Department of Computer Science, Brown University, Providence, RI, USA.
Department of Computer Science, Princeton University, Princeton, NJ, USA.
Bioinformatics. 2017 Jul 15;33(14):i152-i160. doi: 10.1093/bioinformatics/btx270.
A tumor arises from an evolutionary process that can be modeled as a phylogenetic tree. However, reconstructing this tree is challenging as most cancer sequencing uses bulk tumor tissue containing heterogeneous mixtures of cells.
We introduce P robabilistic A lgorithm for S omatic Tr ee I nference (PASTRI), a new algorithm for bulk-tumor sequencing data that clusters somatic mutations into clones and infers a phylogenetic tree that describes the evolutionary history of the tumor. PASTRI uses an importance sampling algorithm that combines a probabilistic model of DNA sequencing data with a enumeration algorithm based on the combinatorial constraints defined by the underlying phylogenetic tree. As a result, tree inference is fast, accurate and robust to noise. We demonstrate on simulated data that PASTRI outperforms other cancer phylogeny algorithms in terms of runtime and accuracy. On real data from a chronic lymphocytic leukemia (CLL) patient, we show that a simple linear phylogeny better explains the data the complex branching phylogeny that was previously reported.
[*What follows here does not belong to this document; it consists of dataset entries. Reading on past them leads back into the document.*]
PR #3954, opened 2021-01-07
STY: Use enumerate, avoid Yoda conditions

MartinThoma:
Found by flake8-simplify


jonoomph:
Thanks for the PR! This looks good to me, and def simplifies things a bit. 👍  Thanks!

PR #3995, opened 2021-01-30
Reducing size of AppImage (removing unused and duplicate files during freeze)

jonoomph:
Linux freeze.py script was creating a bloated frozen folder, with about 200+ MB of extra unused or duplicate files. This PR removes those files, and makes things lighter.


jonoomph:
Final AppImage went from 300MB to 200MB. Not too bad! I still think we can shave off more though.

PR #4007, opened 2021-02-11
keyboard shortcut "R" to toogle the razor tool

Spyna:
It would be such a handy feature to have a keyboard shortcut to toggle the razor tool. 
I choose the R keyboard shortcut but feel free to change it.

PASTRI provides a robust approach for phylogenetic tree inference from mixed samples.
Software is available at compbio.cs.brown.edu/software.
Supplementary data are available at Bioinformatics online.
肿瘤起源于进化过程,可以将其建模为系统发育树。然而,由于大多数癌症测序使用包含异质细胞混合物的肿瘤组织进行批量测序,因此重建该树具有挑战性。
我们引入了用于批量肿瘤测序数据的概率算法,即体细胞树推断 (PASTRI),它将体细胞突变聚类到克隆中,并推断出描述肿瘤进化历史的系统发育树。PASTRI 使用一种重要性抽样算法,该算法将 DNA 测序数据的概率模型与基于基础系统发育树定义的组合约束的枚举算法相结合。因此,树推断速度快、准确且对噪声具有鲁棒性。我们在模拟数据上证明,PASTRI 在运行时间和准确性方面优于其他癌症系统发育算法。在来自慢性淋巴细胞白血病 (CLL) 患者的真实数据上,我们表明简单的线性系统发育更好地解释了数据,而之前报道的复杂分支系统发育则较差。PASTRI 为从混合样本中推断系统发育树提供了一种稳健的方法。
软件可在 compbio.cs.brown.edu/software 获得。
补充数据可在 Bioinformatics 在线获得。